Our operations are subject to environmental and safety laws and regulations concerning, among other things, emissions and discharges to water, air and land, the handling and disposal of hazardous and non-hazardous materials and wastes, and employee health and safety. We will incur ongoing costs and obligations related to compliance with environmental and employee health and safety matters. Failure to comply with environmental and safety laws and regulations may result in additional costs for corrective measures, in penalties or in restrictions on our manufacturing operations.

 

 

In the fiscal year 2018, the Company initiated the implementation of new ERP systems. The implementation is expected to be completed in the fiscal year ended July 31, 2019. Upon full commencement of the implementation, the scoping, requirements definition, business process definition, design and testing of the integrated ERP system could result in problems which could, in turn, result in disruption, delays and errors to the operations and processes within the business and/or inaccurate information for management and financial reporting.

 

 

We are exposed to the risk that our employees, independent contractors and consultants may engage in fraudulent or other illegal activity.
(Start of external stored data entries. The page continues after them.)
PR #29052, opened 2025-01-13
QuadPlane: add RPM check to takeoff

robertlong13:
I'm taking over #27696. This PR addresses Tridge's requests, moving the check to `QuadPlane::takeoff_controller` like the tiltrotor delay check, and never allows the motors to be blocked for plane.

For clarity, I moved all the takeoff preventers (tilt, rpm, and rudder stick) into the same if-block on the spool state. The tilt check was checking `spool_state != AP_Motors::DesiredSpoolState::THROTTLE_UNLIMITED` and the rudder check was checking `spool_state <= AP_Motors::DesiredSpoolState::GROUND_IDLE`. These are currently identical conditionals, so I picked the former, rather arbitrarily.

I also removed the AP_Motors_config stuff. If we want to add an `AP_MOTORS_ENABLED` define, I think we should do it properly and use it everywhere we're currently using `APM_BUILD_COPTER_OR_HELI || APM_BUILD_TYPE(APM_BUILD_ArduPlane)` around calls to `AP::motors`. I was going to do that as part of this PR, but it got a little tricky (has the same weird thing we had to do for AP_LANDINGGEAR_ENABLED), and I decided to punt it to [another branch](https://github.com/robertlong13/ardupilot/tree/pr/make-and-use-ap-motors-enabled) (for a future PR) so I can get Peter Barker's help with it later.

Also, while I was here, I noticed that the max rpm check (to catch cases where one prop isn't installed) is almost certainly broken for real vehicles. It works in SITL because the simulated arm RPM goes immediately from 0 to the simulated value. Real vehicles will probably pass through a valid RPM value before reaching the invalidly high RPM, and once it passes once, it won't check again. `takeoff_check` is called at 50Hz on Copter, so it's pretty easy to imagine it will read at least one RPM value within bounds on its way. I don't want that to hold up this PR though (I'm not planning to use that check), so I'll fix it afterwards if nobody else takes it. It will take some SITL changes to properly autotest it.


libraries/AP_Vehicle/AP_Vehicle.cpp
```diff
@@ -1111,6 +1111,50 @@ void AP_Vehicle::check_motor_noise()
 #endif
 }
 
+#if HAL_WITH_ESC_TELEM && (APM_BUILD_COPTER_OR_HELI || APM_BUILD_TYPE(APM_BUILD_ArduPlane))
+bool AP_Vehicle::motors_takeoff_check(float rpm_min, float rpm_max)
```
IamPete1, line 1115: Could this whole function live in ESC telem lib?

robertlong13: This was one of the decisions from https://github.com/ArduPilot/ardupilot/pull/27696. It was originally put within AP_Motors, but because it depends on two subsystems, it was decided that it should go higher up to AP_Vehicle.

ArduCopter/takeoff_check.cpp
```diff
@@ -8,49 +8,19 @@
...
-        takeoff_check_warning_ms = now_ms;
-        const char* prefix_str = "Takeoff blocked:";
-        if (!telem_active) {
-            gcs().send_text(MAV_SEVERITY_CRITICAL, "%s waiting for ESC RPM", prefix_str);
-        } else if (!rpm_adequate) {
-            gcs().send_text(MAV_SEVERITY_CRITICAL, "%s ESC RPM out of range", prefix_str);
-        }
-    }
+    // Run the common takeoff checks
+    motors->set_spoolup_block(!motors_takeoff_check(g2.takeoff_rpm_min, g2.takeoff_rpm_max));
```
andyp1per, line 24: I am sure this is the right kind of refactoring, but I am having hard time convincing myself that before and after is equivalent for copter. Will need careful testing

robertlong13: The hard line on `set_spoolup_block` and not blocking manual takeoffs in plane made it tough to split out the common code in a more-obviously-equivalent way. The order of some of these if-checks has shuffled for sure, which is tough.

If you have any loose suggestions for additional edge-cases to cover in the autotests, I can add them.

andyp1per: I think just relying on the autotests and making sure this is flown on copter (where it is used a lot) is sufficient. @rmackay9 should also review since he was the driving force behind most of the copter changes

peterbarker:
@robertlong13 could you rebase this and bring it to a DevCall to get the rework in COpter OK'd, please?

robertlong13:
Rebased. I made a couple changes to how I implemented the copter side which should make it easier to confirm correctness/equivalence.

This PR slightly impacts that CPU load check; previously the CPU load check was skipped if the RPM check was not enabled. @andyp1per, let me know if that was actually intentional and I'll add that back (but we should document it if so).

I have not retested this yet other than running the autotests.

andyp1per:
> This PR slightly impacts that CPU load check; previously the CPU load check was skipped if the RPM check was not enabled. @andyp1per, let me know if that was actually intentional and I'll add that back (but we should document it if so).

It was intentional, but we don't have a lot of experience with how meaningful it is in practice. I think the CPU load check should definitely go in AP_Vehicle - you will want it for quadplane as well.

robertlong13:
> It was intentional, but we don't have a lot of experience with how meaningful it is in practice.

Gotcha, so want me to go back to disabling it when min RPM is zero?

> I think the CPU load check should definitely go in AP_Vehicle - you will want it for quadplane as well.

I agree, but after talking to Peter, I decided to separate that into a future PR instead of adding it to this one.

andyp1per:
> Gotcha, so want me to go back to disabling it when min RPM is zero?

Yes, otherwise there is no way to turn it off

ArduPlane/quadplane.cpp
```diff
@@ -556,6 +556,22 @@ const AP_Param::GroupInfo QuadPlane::var_info2[] = {
     // @User: Standard
     AP_GROUPINFO("APPROACH_DIST", 39, QuadPlane, approach_distance_m, 0),
     
+#if HAL_WITH_ESC_TELEM
+    // @Param: TKOFF_RPM_MIN
+    // @DisplayName: Takeoff Check RPM minimum
+    // @Description: Takeoff is not permitted until motors report at least this RPM.  Set to zero to disable check
```
IamPete1: I think we need to make this clear its auto takeoff only. Copter is all takeoffs I think.

robertlong13: Ah, stale description from the original implementation. Good catch

rmackay9:
I'll give this a test on my aerial photography copter

ArduPlane/quadplane.cpp
robertlong13: Updated. I've also added a comment that disabling the min check also disables the max check.

ArduPlane/quadplane.cpp
```diff
@@ -556,6 +556,22 @@ const AP_Param::GroupInfo QuadPlane::var_info2[] = {
     // @User: Standard
     AP_GROUPINFO("APPROACH_DIST", 39, QuadPlane, approach_distance_m, 0),
     
+#if HAL_WITH_ESC_TELEM
+    // @Param: TKOFF_RPM_MIN
+    // @DisplayName: Auto Takeoff Check RPM minimum
```
andyp1per, line 561: Why only auto takeoff? Surely this is applicable in the same way that it is on copter?

Tools/autotest/arducopter.py
```diff
@@ -1255,6 +1232,7 @@ def TakeoffCheck(self):
         self.test_takeoff_check_mode("POSHOLD")
         # self.test_takeoff_check_mode("SPORT")
 
+        self.start_subtest("Check TKOFF_RPM_MAX works")
```
andyp1per: What about min? Seems like some testing may have been lost on copter here. I think on a change like this it is better to leave the existing tests as-is to verify that you really haven't broken anything

ArduPlane/quadplane.cpp
robertlong13: That's what the original PR did. Tridge didn't want that https://github.com/ArduPilot/ardupilot/pull/27696#discussion_r1719136921

andyp1per: Makes zero sense to me given that this is specifically designed to prevent you flipping if one motor doesn't spin in copter modes - but that's just me.

Tools/autotest/arducopter.py
robertlong13: What? This is an added line that is, essentially, a comment/print-statement. I don't know why Peter added it, and why he didn't add one before the min check too, but this is clearly not deleting anything from the test. I have now dropped that line anyway.

No testing has been lost. A helper method has been moved, almost verbatim (a force-disarm option was added, defaulting to false), to the parent class. It's very easy to compare in an editor the method before/after it moved to the parent class.

ArduPlane/quadplane.cpp
robertlong13: Tridge's concern is that spoolup blocks, no matter how careful we are, could stop a quadplane during back-transition in some edge case or future bug, and he feels better just not having them in quadplane at all. I see where he's coming from, but I'm not totally convinced we can't just be careful; I'm not going to fight it. The auto takeoff is the case I care about anyway.

When I arm in QHover, I can easily check that the props are spinning before I raise the stick. If I arm in Auto, I can't verify before it flips (I believe this is another Plane-vs-Copter difference: we can arm in Auto if the current command is a takeoff)

IamPete1: Yeah, Plane will take off without waiting for pilot throttle in auto. I agree it would be nice to apply the check in all modes, but that can be a future enhancement.

IamPete1:
> I would like to see the original copter test re-instated. Code duplication can be removed in a future PR.

The Copter test is still there, just the helper function is moved up to the common vehicle test file.

andyp1per (approved):
LGTM

rmackay9:
Sorry, I will test this!

rmackay9:
I was not able to test this fully but I did lightly test and confirmed that the "Takeoff blocked" message appeared if my vehicle's RPM were below the TKOFF_MIN parameter value, thanks!
image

Misconduct by these parties could include intentional, reckless and/or negligent conduct or disclosure of unauthorized activities to the Company that violates: (i) government regulations; (ii) manufacturing standards; (iii) federal and provincial healthcare fraud and abuse laws and regulations; or (iv) laws that require the true, complete and accurate reporting of financial information or data.

 

 

The Company is subject to continuous evolving corporate governance, internal controls and disclosure regulations that may increase the risk of non-compliance, which could adversely impact the Company, its market perception and valuation.

 

 

With the recently acquired credit facility, which could include risks that the Company’s cash flows could be insufficient to satisfy required payments of principal and interest, exposure of the Company to the risk of increased interest rates as certain of the Company’s borrowings would likely be at variable rates of interest, and enforcement risk in the event of default.

 

 

The credit facility contains covenants that will require the Company to maintain certain financial ratios. If the Company does not maintain such ratios, it could have consequences for the availability of credit under the credit facility or result in repayment requirements that the Company may not be able to satisfy.